Le allergie si posizionano ai primi posti come malattie croniche, e sono in aumento nell’ultimo quinquennio.
La prevalenza, secondo i dati dell’Oms, si attesta tra il 10 e il 40% della popolazione, a seconda delle aree.
In Italia la prevalenza si stima tra il 10-20%, a seconda delle zone e delle stagioni, con un trend che sembra essere in crescita negli ultimi anni, in particolare questa patologia sta ora interessando anche un sottogruppo di popolazione prima non a rischio, ossia gli over 70.
Le variazioni nelle concentrazioni polliniche e i mutamenti dei diversi periodi di massima concentrazione possono essere messi in relazione con numerosi fattori tra cui i cambiamenti climatici e le variazioni delle temperature e questo può aver un notevole impatto sulla salute dei soggetti allergici.
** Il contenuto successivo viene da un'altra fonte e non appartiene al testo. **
PR #228, opened 2022-01-31
Make the CLI more responsive

### LINKED ISSUE #227: Make `pip-audit`'s spinner still more responsive
This is not triaged/prioritized since it's just a braindump.

#56 and #89 made `pip-audit` more responsive, but we can still do better.

In particular, the spinner still pauses when `pip-audit` is performing any kind of subprocess (i.e., calling out to `pip` internally).

We can probably improve this by adding some kind of synchronous monitoring of each subprocess -- we can either update the spinner naively (i.e., on a cadence, once every `X` milliseconds while waiting for the subprocess to terminate), or by monitoring the process's output and updating the spinner e.g. each time we see a new line on `stdout` or `stderr`.

Upsides:

* The `pip-audit` CLI becomes even more responsive, particularly in subprocess-heavy modes like `-r` and `--fix`

Downsides:

* We probably have to use one of the messier `subprocess` APIs, like `subprocess.communicate`

woodruffw:
Closes #227.

Demo:

[asciicast](https://asciinema.org/a/465724)

### DIFF
--- a/pip_audit/_subprocess.py
+++ b/pip_audit/_subprocess.py
@@ -1,0 +1,54 @@
+"""
+A thin `subprocess` wrapper for making long-running subprocesses more
+responsive from the `pip-audit` CLI.
+"""
+
+import os.path
+import shlex
+import subprocess
+from subprocess import Popen
+from typing import Sequence
+
+from ._state import AuditState
+
+
+class CalledProcessError(Exception):
+    """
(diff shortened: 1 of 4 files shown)


woodruffw:
The main remaining bottleneck in the CLI's spinner is virtual environment creation itself, i.e. `EnvBuilder.create()`. We can probably hook further into that with the public interface it provides, but I figured that's best kept for a follow-up.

Per questo motivo sono sempre più importanti i modelli previsionali basati sullo studio di serie storiche che riescano a evidenziare i mutamenti in corso al fine di poter mettere in atto tempestivamente tutti gli interventi preventivi terapeutici necessari a minimizzare la sintomatologia e gli effetti più gravi (asma bronchiale) dovuti all’esposizione a pollini.

Per approfondimenti consulta Epicentro ISS.

Rete di monitoraggio dei pollini

Dal 2002 Arpa Piemonte ha attivato una Rete di Monitoraggio dei pollini allergenici a livello regionale, in collaborazione con l’Università di Torino, con 6 stazioni, di cui 5 collocate in aeree urbane nei capoluoghi di provincia e una (Omegna-Lago Maggiore) situata in un’area di particolare interesse per le caratteristiche climatiche e vegetative. 

Arpa produce un bollettino settimanale dei pollini allergenici, che viene pubblicato ed è consultabile sul sito istituzionale e diffuso attraverso molteplici canali mediatici.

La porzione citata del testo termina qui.